News and Events
Mattole River at Petrolia, August 20, 2008

6.0 Magnitude Earthquake hits 35 miles WNW of Petrolia

USGS shakemap 2-4-10 12:20PM
A 6.0 magnitude earthquake hit at about 12:20pm Feb. 4, 2010, 34.7 miles West-Northwest of the Petrolia California shore, at a depth of about about 6.9 miles.

The rolling & shaking quake was felt for about 15 seconds in Petrolia, and as far as 275 miles away in San Francisco CA, . People in Eureka CA felt some shaking, but reported no damage around town. Additionally, no injuries have yet been reported as a result of the quake.

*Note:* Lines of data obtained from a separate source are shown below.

PR #18031, opened 2021-01-22
[docs] update git_commit description

Lewis-Bright:
### Checklist

### Motivation and Context
There is nothing in the documentation on how to commit all files, as opposed to just one. This will make it easier to see this common use case without trial and error.

### Description
Simply updated the description to explain how to add all files.

### Testing Steps
No functionality change so nothing to test there. It's best just to check the wording and grammar is appropriate.

### DIFF
--- a/fastlane/lib/fastlane/actions/git_commit.rb
+++ b/fastlane/lib/fastlane/actions/git_commit.rb
@@ -37,7 +37,7 @@ module Fastlane
       def self.available_options
         [
           FastlaneCore::ConfigItem.new(key: :path,
-                                       description: "The file(s) or directory(ies) you want to commit. You can pass an array of multiple file-paths or fileglobs \"*.txt\" to commit all matching files. The files already staged but not specified and untracked files won't be committed.",
+                                       description: "The file(s) or directory(ies) you want to commit. You can pass an array of multiple file-paths or fileglobs \"*.txt\" to commit all matching files. The files already staged but not specified and untracked files won't be committed",
                                        is_string: false),
           FastlaneCore::ConfigItem.new(key: :message,
                                        description: "The commit message that should be used"),
--- a/fastlane/lib/fastlane/actions/git_commit.rb
+++ b/fastlane/lib/fastlane/actions/git_commit.rb
@@ -37,7 +37,7 @@ module Fastlane
       def self.available_options
         [
           FastlaneCore::ConfigItem.new(key: :path,
-                                       description: "The file(s) you want to commit, use . to match all paths",
+                                       description: "The file(s) or directory(ies) you want to commit. You can pass an array of multiple file-paths or fileglobs \"*.txt\" to commit all matching files. The files already staged but not specified and untracked files won't be committed.",
                                        is_string: false),
           FastlaneCore::ConfigItem.new(key: :message,
                                        description: "The commit message that should be used"),
--- a/fastlane/lib/fastlane/actions/git_commit.rb
+++ b/fastlane/lib/fastlane/actions/git_commit.rb
@@ -37,7 +37,7 @@ module Fastlane
       def self.available_options
         [
           FastlaneCore::ConfigItem.new(key: :path,
-                                       description: "The file you want to commit",
+                                       description: "The file(s) you want to commit, use . to match all paths",
                                        is_string: false),
           FastlaneCore::ConfigItem.new(key: :message,
                                        description: "The commit message that should be used"),


fastlane/lib/fastlane/actions/git_commit.rb
```diff
@@ -37,7 +37,7 @@ def self.description
       def self.available_options
         [
           FastlaneCore::ConfigItem.new(key: :path,
-                                       description: "The file you want to commit",
+                                       description: "The file(s) you want to commit, use . to match all paths",
```
ainame, line 40: Hi, thank you for taking the time. I'm happy to join you to improve this document. This is a good point that parameter name is singular "path" which doesn't sound like you can commit multiple files. So I like adding "(s)"🚀 

However, I believe that generally "." is a bad practice that you may involve unwanted changes and occurs incidents. (Though I use it. I know this is very handy🙈) The thing is that if you know how this could be bad, you would be fine but given fastlane are used a lot of users including beginners, I think it's not good that spreading a bad practice in its document. For example, this case would be safe because the top `ensure_git_status_clean` prevents you from committing files made between the first and last line. You must be aware of what you are going to commit.

```ruby
ensure_git_status_clean
sh('touch tmp/.gitignore')
git_commit(path: ".")
```

I couldn't come up with a good example but if you were to commit files that are generated by their party tool, it can be dangerous in future as you may not know what file updates will be coming after some version bumps of if.

```ruby
sh('some_third_pary_cli_tool_to_update_some_files_in_project')
git_commit(path: ".")
```

-------------------------

I come to think that instead, we should mention you can use `Array` to specify multiple file paths or fileglobs, which are missing here. Additionally, it's worth mentioning here about `git commit <file path>`'s behaviour in untracked and staged files. 

```suggestion
                                       description: "The file(s) or directory(ies) you want to commit. You can pass an array of multiple file-paths or fileglobls \"*.txt\" to commit all matching files. The files already staged but not specified in this or untracked files won't be committed.",
```

This is what I can think of to suggest better practice to beginners instead.😅 What do you think?

ainame (commented):
Welcome to the fastlane community and congrats your first-time contribution! 🚀  I left my thought on your change. I hope it makes sense to you🤞 

And also, if you want this to get merged, you need to follow the steps that google-cla bot says above eventually. Please follow that 🙇

Lewis-Bright:
> @googlebot I signed it!

fastlane/lib/fastlane/actions/git_commit.rb
Lewis-Bright: Hi, thanks for your reply and feedback, it's much appreciated. I understand your point on not wanting to commit added files, if you haven't specified them. My main motivator for this PR was actually the following error message, which occurs if you specify an empty string for the path parameter:
```
C:/tools/ruby27/lib/ruby/gems/2.7.0/gems/fastlane-2.172.0/fastlane_core/lib/fastlane_core/ui/interface.rb:153:in `shell_error!': \e[31m[!] Exit status of command 'git commit -m "Version bump and release" ""' was 128 instead of 0. (FastlaneCore::Interface::FastlaneShellError)
fatal: empty string is not a valid pathspec. please use . instead if you meant to match all paths
\e[0m
```
This sort of ends up recommending that you use "." anyway (although I understand it's just passing up an error from the shell). 

I'll commit your suggestion. I may open a second PR to catch the empty path parameter earlier and raise a custom error (perhaps suggesting that you can use "." but recommending you not to, using your reason above?). What do you think about that idea?

Thanks again! :)

fastlane/lib/fastlane/actions/git_commit.rb
```diff
@@ -37,7 +37,7 @@ def self.description
       def self.available_options
         [
           FastlaneCore::ConfigItem.new(key: :path,
-                                       description: "The file you want to commit",
+                                       description: "The file(s) or directory(ies) you want to commit. You can pass an array of multiple file-paths or fileglobs \"*.txt\" to commit all matching files. The files already staged but not specified and untracked files won't be committed.",
```
ainame, line 40:
```suggestion
                                       description: "The file(s) or directory(ies) you want to commit. You can pass an array of multiple file-paths or fileglobs \"*.txt\" to commit all matching files. The files already staged but not specified and untracked files won't be committed",
```

Oh sorry apparently a description can't end with "." 😅

fastlane/lib/fastlane/actions/git_commit.rb
ainame: I understood how you came across "."😓 and the plan sounds good to me! 

> perhaps suggesting that you can use "." but recommending you not to, using your reason above?

Maybe we should still suggest passing file paths *first* and then the above can follow it. An empty string for `path` can be a program error if it's given from some logic.

ainame (approved):
Thank you for pointing this out 🚀   `git_commit` will be more understandable for users 💪 
And congrats your first-time contribution to fastlane 🎉 

@joshdholtz will then double-check and merge this when he can 🙇

joshdholtz (approved):
Love this change! Thank you for updating this ❤️

PR #19232, opened 2021-08-13
[fastlane] optimize bash and zsh completion scripts

mcornella:
### Checklist

I had issues with `bundle exec rspec`, probably due to a broken installation since it's the first time I've had to use it.

### Motivation and Context

The `_fastlane_complete` function for bash and zsh can be improved:

- It makes 3 calls to get lane names, which can be grouped into a single `sed` call.
- It leaks the `file` variable.
- It continues execution even if no `Fastfile` file has been found.

### Description

Changes:

- Group the 3 calls to `grep` and `awk` into a single `sed` call with [-E for extended regex (POSIX-compatible argument)](https://www.gnu.org/software/sed/manual/sed.html#index-_002dE).
- Makes `$file` variable local.
- Exit the function when no Fastfile file was found.

### Testing Steps

1. Add `compctl -K _fastlane_complete fastlane` to `completion.zsh` file.
2. Add `complete -F _fastlane_complete fastlane` to `completion.bash` file.
3. cd into `fastlane` repository root directory.
4. `source path/to/completion.{bash,zsh}` file depending on shell.
5. Try to complete `fastlane` command.

The same options should appear with and without these changes, while only making a single `sed` call.

### Others

Explanation of `sed` call:

- `-E`: enables extended regexp
- `-n`: disables output unless specifically enabled with `/p`.
- `s/^\s*lane\s+:(\S+).*$/\1/p`: matches whole lines that have a `lane :<lane_name> ...` format and prints only `<lane_name>` ([explanation of RegExp strings](https://www.gnu.org/software/sed/manual/sed.html#ERE-syntax)).

### DIFF
--- a/fastlane/lib/assets/completions/completion.bash
+++ b/fastlane/lib/assets/completions/completion.bash
@@ -18,7 +18,7 @@ _fastlane_complete() {
   fi
 
   # parse 'beta' out of 'lane :beta do', etc
-  completions="$(sed -En 's/^[ 	]*lane +:([^ ]+).*$/\1/p' "$file")"
+  completions="$(sed -En 's/^[ 	]*lane +:([^ 	]+).*$/\1/p' "$file")"
   completions="$completions update_fastlane"
 
   COMPREPLY=( $(compgen -W "$completions" -- "$word") )
--- a/fastlane/lib/assets/completions/completion.bash
+++ b/fastlane/lib/assets/completions/completion.bash
@@ -18,7 +18,7 @@ _fastlane_complete() {
   fi
 
   # parse 'beta' out of 'lane :beta do', etc
-  completions="$(sed -En 's/^\s*lane\s+:(\S+).*$/\1/p' "$file")"
+  completions="$(sed -En 's/^[ 	]*lane +:([^ ]+).*$/\1/p' "$file")"
   completions="$completions update_fastlane"
 
   COMPREPLY=( $(compgen -W "$completions" -- "$word") )
--- a/fastlane/lib/assets/completions/completion.bash
+++ b/fastlane/lib/assets/completions/completion.bash
@@ -4,6 +4,7 @@ _fastlane_complete() {
   COMPREPLY=()
   local word="${COMP_WORDS[COMP_CWORD]}"
   local completions=""
+  local file
 
   # look for Fastfile either in this directory or fastlane/ then grab the lane names
   if [[ -e "Fastfile" ]]; then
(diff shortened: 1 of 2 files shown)


mcornella:
@googlebot I signed it!

joshdholtz (commented):
@mcornella This looks like a great change! I've actually never used this completions before (🤦‍♂️) but I'm getting an issue where its only coming up with `update_fastlane` 😬 Do you have any idea why this would be?

mcornella:
> I'm getting an issue where its only coming up with `update_fastlane` 😬 Do you have any idea why this would be? 

Hmm it has to be an issue with the sed command using some syntax that's not truly portable. What platform/version are you running, and what are the Fastfile contents?

joshdholtz:
> > I'm getting an issue where its only coming up with `update_fastlane` 😬 Do you have any idea why this would be?
>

Earthquakes with a magnitude between 6.0 and 6.9 on the Richter scale are considered to be “strong” and can be destructive in areas up to 100 miles across in populated areas.

“The magnitude is such that a tsunami is not expected,” the West Coast and Alaska Tsunami Warning Center said in a bulletin.

MRC Receives Grant to Study New Markets for Mattole Forests

Humboldt County Seal
On Tuesday Jan. 19, 2010, the Humboldt County Board of Supervisors approved a $16,000 Headwaters Fund grant to the Mattole Restoration Council to pay for a study that will look at how forest land owners can capitalize on forest-based businesses; such as light touch logging, medium scale milling, fuel wood production, wood-to-energy projects, and the sale of carbon credits into the emerging climate change mitigation market.

At the meeting, Wild & Working Lands program director Seth Zuckerman described how the market study proposal would dovetail with the MRC's permit streamlining program for light-touch forestry (PTEIR Program Timberland Environmental Impact Report).

Rex Rathbun in Memoriam

Rex Rathbun 1920-2010Rex Rathbun, 1920 - 2010

Rex Rathbun, one of the founders of the Mattole Restoration Council, passed away on Sunday, January 10. 

Rex represented the Mill Creek Watershed Conservancy on the MRC's board of directors through the late '90s and was a dogged advocate for the preservation of the Mill Creek Forest, a grove including 220 acres of old-growth that was purchased from Eel River Sawmills and added to the public domain in 1999.